Denn viele Absolventen wandern in andere Bundesländer ab, wechseln nach der Ausbildung in einen anderen Beruf oder gehen nur einer Teilzeitbeschäftigung nach.

Karl Brenke vom Deutschen Institut für Wirtschaftsforschung erkennt einen direkten Zusammenhang zwischen dem Fachkräftemangel aufgrund geringer Attraktivität des Berufs und mangelnder Verhandlungsstärke bei den Löhnen: „Wenn Fluglotsen knapp sind, steigen die Löhne relativ stark und über Streiks können sie höhere Gehälter fordern. Altenpfleger hingegen sind weniger gewerkschaftlich organisiert. Da wird Fachkräftemangel beklagt, aber es fehlt die Macht, bessere Löhne durchzusetzen."

Das sieht der Patientenbeauftragte der Bundesregierung, Karl-Josef Laumann, ähnlich: „Überall wo in Deutschland über Pflege entschieden wird, sitzt die Pflege nicht mit am Tisch." Über Jahrzehnte hätten die Krankenhäuser auf Kosten der Pflege gespart, während die Ärzte hohe Tariferhöhungen erkämpft hätten, so Laumann.

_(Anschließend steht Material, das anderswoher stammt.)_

PR #125, opened 2020-10-07
analog_core updates

sjkim85:
1. phase_interpolator is updated 
  - nand based delay chain
  - "en_unit" is added
 2. stocahstic_adc_PR is updated
  - clk_async is removed
  - phase_monitor is removed
  - TDC clock selection is removed
  - PFD input mux is added
  - "sel_PDF_in" and "sign_PFD_clk_in" are added
3. analog_core is updated
  - not used ports are removed
4. jtag registers are updated


sgherbst:
Hey @sjkim85, I took a quick look at the error messages and noticed the following issues:
1. Since ``pfd_inp_meas``/``pfd_inn_meas`` were removed from the analog core debug interface, I think you want to set the right-hand side of these two assignments to ``0`` in ``digital_core``:
https://github.com/StanfordVLSI/dragonphy2/blob/2b71913c3d7c6279db99a17f0a895980ecff1ebf/vlog/chip_src/digital_core/digital_core.sv#L505-L506
2. Since you changed the analog debug interface, please update the QTM for ``analog_core`` accordingly.  Here's the path: ``dragonphy2/designs/dragonphy_top/qtm/analog_core.qtm.tcl``
3. Please take a look at the model of ``analog_core`` used in the high-level emulator and delete assignments to analog debug signals that were removed.  At a minimum, I think these lines need to be deleted:
https://github.com/StanfordVLSI/dragonphy2/blob/2b71913c3d7c6279db99a17f0a895980ecff1ebf/vlog/fpga_models/analog_core/analog_core.sv#L217-L219
https://github.com/StanfordVLSI/dragonphy2/blob/2b71913c3d7c6279db99a17f0a895980ecff1ebf/vlog/fpga_models/analog_core/analog_core.sv#L225-L227
https://github.com/StanfordVLSI/dragonphy2/blob/2b71913c3d7c6279db99a17f0a895980ecff1ebf/vlog/fpga_models/analog_core/analog_core.sv#L236-L237

sgherbst:
I reviewed the errors and saw a couple of issues:

1. ``test_mflowgen``
```text
Error: Can't find inout port 'adbg_intf_i.sel_PFD_in' on reference to 'analog_core' in 'dragonphy_top'. (LINK-1)
```
Looks like you didn't add analog_core QTM pins for all of the new registers.  I just did a quick scan, but I think ``sel_PFD_in``, ``sign_PFD_clk_in``, ``sel_PFD_in_rep``, and ``sign_PFD_clk_in_rep`` are missing from the QTM.

2. ``test_emu``
```text
ERROR: [VRFC 10-3180] cannot find port 'sign_PFD_clk_in' on this module [/var/lib/buildkite-agent/builds/fpga-verif-1-1/stanford-aha/dragonphy2/vlog/chip_src/analog_core/analog_core.sv:221]
ERROR: [VRFC 10-3180] cannot find port 'sel_PFD_in' on this module [/var/lib/buildkite-agent/builds/fpga-verif-1-1/stanford-aha/dragonphy2/vlog/chip_src/analog_core/analog_core.sv:220]
ERROR: [VRFC 10-3180] cannot find port 'sign_PFD_clk_in' on this module [/var/lib/buildkite-agent/builds/fpga-verif-1-1/stanford-aha/dragonphy2/vlog/chip_src/analog_core/analog_core.sv:258]
ERROR: [VRFC 10-3180] cannot find port 'sel_PFD_in' on this module [/var/lib/buildkite-agent/builds/fpga-verif-1-1/stanford-aha/dragonphy2/vlog/chip_src/analog_core/analog_core.sv:257]
```
Please add the input pins ``sign_PFD_clk_in`` and ``sel_PFD_in`` to the emulation model ``dragonphy2/vlog/fpga_models/analog_core/stochastic_adc_PR.sv``.  You don't have to implement their function, but they should at least be present in the port list, otherwise FPGA synthesis will fail.

3. This isn't related to an error, but please delete obsolete code rather than commenting it out.  We can always restore the old code from the git history, but it can be confusing to read/review code when a lot of it is commented out.  I would typically only leave in a commented block of code if there was a remark explaining it (i.e., "uncomment this code to create an interactive plot").  The main files I have in mind here are ``analog_core.qtm.tcl``, ``acore_debug_intf.sv``, ``analog_core.sv`` (FPGA & ASIC versions), ``stochastic_adc_PR.sv``, and ``jtag.sv``.

sjkim85:
- Input clock network(clk_in) of the phase_interpolator has been changed for this tapr-out. (initial commit)
  (two explicit gates are removed from clk_in network --> 30ps off from ADC's ideal sampling phase in cpu simulation)
- keep pi_ctl but add 30p delay to ext_clk in test bench (cpu_system_test/prbs,  cpu_system/tests/loopback_sram, cpu_system_tests/loopback_retimer)
- minimum v2t gain is adjusted from 240 to 210 in cpu_systems/pfd_offset 
- all cpu tests in local machine pass 
- bit overflow issue in jtag register (unq16) is still not solved (warning, not error)

sgherbst:
Great progress!  Looks like only the FPGA emulation is failing.  I suspect that may be due to the JTAG register overflow warning -- we don't have any CPU-based tests that thoroughly exercise the JTAG interface, but that is exercised more fully in emulation.  So emulation may be catching a real bug.

There is a quick test that you can do to look for JTAG build errors:
1. Checkout ``dragonphy/jtag.py`` from the ``small_fixes`` branch (not the whole commit, just that one file).  This fixes an issue where JTAG build errors weren't being properly reported:
```shell
> git fetch
> git checkout small_fixes -- dragonphy/jtag.py
```
2. Rebuild the JTAG registers
```shell 
> rm -rf build
> python make.py --view cpu
```
3. See if there are any exceptions, which can happen if you run out of registers.

If you're running out of registers, a quick fix is to consolidate a couple of one-bit registers into a single multi-bit register.  This is what I did in the ``small_fixes`` branch with the ``misc_ctrl_bits`` register.  If you don't see any new errors, then we probably have to dig further into the JTAG generator to figure out what's going on.

One unrelated question -- why does the V2T gain have to be adjusted in PFD offset?  Does this have to do with changes to the ADC?

sjkim85:
Steven,

I followed the instructions you guided but I could not find any error or exception.
(the bit overflow warning still exists)
Actually, if I compare "acore_intf.md" (between master and analog_core_update), the number of registers is decreased from 71 to 62.
So, I think it is not running out of register.
Do you have any other idea to test about the emulation fail?

-Sung-Jin

sgherbst:
Hi @sjkim85 -- thanks for checking that.  I still suspect it is related to the JTAG block, since if there are bitwidth issues in the register address decoding, that could mean that JTAG reads/writes aren't being executed properly.  @zamyers, do you have some thoughts on this, given that it doesn't look like Sung-Jin is running out of registers?

sgherbst (approved):
LGTM -- thanks @zamyers and @sjkim85 for putting in the effort to get the tests passing.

Bei einer repräsentativen Umfrage unter Pflegekräften im Herbst 2016 war häufigste Antwort auf die Frage, welche Maßnahmen den Personalmangel lindern könnten: Die Bezahlung müsse erhöht werden. Sylvia Bühler von der Gewerkschaft ver.di fordert nun: „Dass viele Arbeitgeber die Empathie der Beschäftigten und ihr großes Engagement so schamlos ausnutzen können, muss aufhören!" Die halten dagegen: Eine von ver.di geforderte Steigerungen des Pflegemindestlohns auf 12,50 Euro verglich der Präsident des bpa Arbeitgeberverbands, Rainer Brüderle, mit „Cockpit-Niveau".

Unter dem Titel „Die Gretchenfrage: Gerechte Bezahlung in der Pflege" diskutieren auf dem Hauptstadtkongress: Karl Brenke, Deutsches Institut für Wirtschaftsforschung, Dietmar Erdmeier, Gewerkschaftssekretär im Bereich Gesundheitspolitik beim Bundesvorstand von ver.di, Kai A. Kasri, Geschäftsführender Gesellschafter der Vivaldo GmbH, Rupert Niewiadomski, Geschäftsführer der Katholischen Sozialstation Freiburg im Breisgau, und Rainer Brüderle, Bundesminister a. D. und Präsident des bpa Arbeitgeberverbands.


Der 20. Hauptstadtkongress findet vom 20. bis 22. Juni 2017 im CityCube Berlin statt.